# $250 DVD Giveaway Qualification Thread



## Sonnie (Apr 11, 2006)

This thread is for members to notify us once they have qualified for the $250 DVD Giveaway.

Qualification posts only here... comments and questions should be posted here.


----------



## JRace (Aug 24, 2006)

I think I met all the requirements...
http://www.hometheatershack.com/forums/search.php?do=finduser&u=2200

Jared:newspaper:


----------



## Vader (Jul 8, 2006)

As do I.....

http://www.hometheatershack.com/forums/search.php?do=finduser&u=1439

EDIT: I have posted my 3rd review as well....


----------



## Mitch G (Sep 8, 2006)

I believe I've met the criteria including the bonus 3 reviews
:
Equipment Setup: http://www.hometheatershack.com/forums/home-theater-equipment/5691-mitch-gs-setup.html


3 reviews and 25 posts of 25 words or more: http://www.hometheatershack.com/forums/search.php?searchid=51614&pp=25

Will you inform us whether or not we did indeed meet the criteria?
(I guess I want to make sure we counted things the same.)


Mitch


----------



## Sonnie (Apr 11, 2006)

Actually I don't check it until time is up, but I'm pretty sure you will be okay.


----------



## Owen Bartley (Oct 18, 2006)

Sonnie, I think I'm all set. Thanks for another great contest.


----------



## SteveCallas (Apr 29, 2006)

Count me in as well (twice), I meet the requirements and have posted 3 reviews raying:

My gear
My posts
Review 1
Review 2
Review 3


----------



## MrPorterhouse (Jul 29, 2006)

I am qualified with 1 review right now. Hmmm, maybe I should write 2 more reviews.
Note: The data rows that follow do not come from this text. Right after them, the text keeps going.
PR #738, opened 2018-06-04
Capture PNG output in addition to SVG

### LINKED ISSUE #728: Capture other representations than text/plain and image/svg+xml
Basically we need to extend
https://github.com/JuliaDocs/Documenter.jl/blob/6abfaeee9f488f0487a022551634807daf4c2515/src/Expanders.jl#L500-L503
to other representations and decide on a default hierarchy. It would be especially nice to capture `png`s.

davidanthoff:
I've put it in with a lower priority for now, that seems the save way to introduce this feature.

Fixes #728.

### DIFF
--- a/src/Expanders.jl
+++ b/src/Expanders.jl
@@ -497,10 +497,14 @@ function Selectors.runner(::Type{ExampleBlocks}, x, page, doc)
     content = []
     input   = droplines(x.code)
 
-    # Special-case support for displaying SVG graphics. TODO: make this more general.
-    output = showable(MIME"image/svg+xml"(), result) ?
-        Documents.RawHTML(Base.invokelatest(stringmime, MIME"image/svg+xml"(), result)) :
+    # Special-case support for displaying SVG and PNG graphics. TODO: make this more general.
+    output = if showable(MIME"image/svg+xml"(), result)
+        Documents.RawHTML(Base.invokelatest(stringmime, MIME"image/svg+xml"(), result))
+    elseif showable(MIME"image/png"(), result)
+        Documents.RawHTML(string("<img src=\"data:image/png;base64,", Base.invokelatest(stringmime, MIME"image/png"(), result), "\" />"))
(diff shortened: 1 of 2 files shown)


davidanthoff:
I added things to ``/test/examples/src/man/tutorial.md`` as you suggested.

I don't have the time to add other MIME types, all I need for my use-case is the PNG case (for now), so would be great if we could merge that for now.

mortenpi:
Hmm.. the 0.7 failures look related? I'll look into fixing the master 0.7 builds.

mortenpi:
Sorry, I haven't had the time to check why this is failing on 0.7, and it might be a few weeks I get to this. The tests on master are fixed now though, so it has to be something in this PR. But once this is working on 0.7, it would be good to go as far as I am concerned, and we could also tag a release with this in.

fredrikekre:
I think test error on 0.7 is https://github.com/JuliaLang/julia/commit/15a345bf74a27429bc4bb0c33b99a9151d65a735#r29588023

davidanthoff:
Does that mean the test failures on 0.7 are due to a bug in julia, not this PR? Anything I need to do at this point to get this PR merged?

fredrikekre:
Yea I think it is only the Julua bug, I will submit a PR to fix it soon. We can wait until that has propagated to a nightly build and then this should be good to go.

fredrikekre:
https://github.com/JuliaLang/julia/pull/27927

fredrikekre:
Seems to pass on nightly now, after the Julia fix. OK to disable testing on Julia `beta` for now? `nightly` is closer to what `0.7` will be than `beta` anyways.

mortenpi:
Yup, the 0.7 targets should go into allowed failures for now.

mortenpi:
Since the nightly win64 binaries are lagging behind, let's put that into allowed failures as well to get a green badge and have this merged.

We'll see if I can find some more time...


----------



## Owen Bartley (Oct 18, 2006)

Thanks to a slow day at work I was able to submit another 2 reviews, so please mark me down for the bonus entry!

Thanks Sonnie.


----------



## santora (Jul 31, 2007)

I think I"m set. Got my review in (slow day at work) and should have more than enough posts.
Thanks for the contest Sonnie!


----------



## MatrixDweller (Jul 24, 2007)

I've hit the 25 mark...will work on a couple more reviews before the 31st.


----------



## Sonnie (Apr 11, 2006)

Congratulations Mitch G! 

You are our $250 DVD Giveaway winner!


----------